In this round of Arbitration Tips-N-Tools, Professor Amy Schmitz asks some of the leading arbitration practitioners about the growing interest in education around arbitration, especially in a digital world, and faced with the complexities of the Covid-19 pandemic.
Round 20: Do you see growing interest in education around arbitration? Why or why not??
A) Steven G. Shapiro –
There is certainly an increase in law firm arbitration practices that are driving students in directed career paths.
B) Imre Szalai
It seems that interest in dispute resolution is cyclical in the legal academy.

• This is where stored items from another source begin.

PR #783, opened 2022-07-11
MacOS and Windows OpenSSL CI fixes

COM8:
This PR aims to fix the failing CI runs for MacOS and Windows.


COM8:
The issues related to MacOS failing will be fixed in: https://github.com/libcpr/cpr/pull/784

PR #1131, opened 2024-10-26
`Refactored` timeout.h: added template ctr and removed redundant ctrs (#1129)

### LINKED ISSUE #1129: Why does cpr::Timeout has two chrono bases ctors?
Timeout(const std::chrono::milliseconds& duration) 
Timeout(const std::chrono::seconds& duration)

Due to we have implicitly specified two chrono types, doing this will lead to inability to select proper ctor as mins\hours etc is not implicitly specified:

`const cpr::Timeout timeout{ 5min };`

Shouldn't we just create only ms ctor as any chrono duration type would be automatically casted to input parameter type?

laxerhd:
I have refactored the constructors of the `Timeout` class:
- Added template constructor that accepts any `std::chrono::duration` type and converts it to `std::chrono::milliseconds`
- Removed two redundant constructors for `milliseconds` and `seconds`
- Ctr for `int32_t` was untouched

I am not sure if we still want the `NOLINTNEXTLINE(...)` above the template ctr, but for consistency I have added it back.

- [x] I have made sure to run all test cases like described in the readme.

Fixes #1129.

### DIFF
--- a/include/cpr/timeout.h
+++ b/include/cpr/timeout.h
@@ -8,12 +8,14 @@ namespace cpr {
 
 class Timeout {
   public:
+    // Template constructor to accept any chrono duration type and convert it to milliseconds
     // NOLINTNEXTLINE(google-explicit-constructor, hicpp-explicit-conversions)
-    Timeout(const std::chrono::milliseconds& duration) : ms{duration} {}
+    template <typename Rep, typename Period>
+    Timeout(const std::chrono::duration<Rep, Period>& duration)
+            : ms{std::chrono::duration_cast<std::chrono::milliseconds>(duration)} {}
+
     // NOLINTNEXTLINE(google-explicit-constructor, hicpp-explicit-conversions)
     Timeout(const std::int32_t& milliseconds) : Timeout{std::chrono::milliseconds(milliseconds)} {}
-    // NOLINTNEXTLINE(google-explicit-constructor, hicpp-explicit-conversions)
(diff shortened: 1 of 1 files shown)


README.md
```diff
@@ -7,7 +7,7 @@
 ## Announcements
 
 * This project is being maintained by [Fabian Sauter](https://github.com/com8) and [Kilian Traub](https://github.com/KingKili).
-* For quick help, and discussion libcpr also offer a [gitter](https://gitter.im/libcpr/community?utm_source=share-link&utm_medium=link&utm_campaign=share-link) chat.
+* For quick help, and discussion libcpr also offers a [gitter](https://gitter.im/libcpr/community?utm_source=share-link&utm_medium=link&utm_campaign=share-link) chat.
```
COM8, line 10: This stuff should not be included. As the other PR is now merged, try rebasing on the latest master or drop the commit if possible.

COM8 (changes requested):

README.md
laxerhd: Was a mistake on my side, I didn't want to include it here...

laxerhd:
The latest commit should now be dropped.

COM8 (approved):
Approved. Thanks.

To answer your question:
The NOLINT is still required since else clang-tidy will complain we should add `explicit` in front of the ctr to prevent an C++ offering an implicit cast from a Chrono duration to a timeout.

But in this case we want an implicit conversation to be possible.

In recent years, there have been more media stories about arbitration and greater momentum in state and federal legislatures to consider arbitration reforms (but not enough votes at the federal level.) Perhaps this increased attention to arbitration may result in some increased discussion of arbitration in law school classes, such as a civil procedure class where one can discuss the impact of the widespread use of arbitration agreements. If I had control over a curriculum, I would require that all law students have exposure to negotiation, mediation, and arbitration, perhaps in connection with a civil procedure course or as a stand-alone ADR survey course.
C) Erin Archerd
Students are very interested in learning more about ADR – negotiation, mediation, arbitration, and other procedures that they are likely to have to use in their actual practice. Most law schools offer some range of courses in ADR, including arbitration. A related question is whether these courses are treated as core doctrinal courses or as nice-to-have skills-based courses. Because they aren’t tested on the bar, but are clearly relevant to practice, many schools seem to treat these ADR courses as something it’s easy to use an adjunct for – I suppose Michael Moffit would call this the salt approach – and never push students to consider the theoretical implications of ADR. In arbitration for example, there are many opportunities to review important concepts in civil procedure, statutory interpretation, and crafting public policy arguments.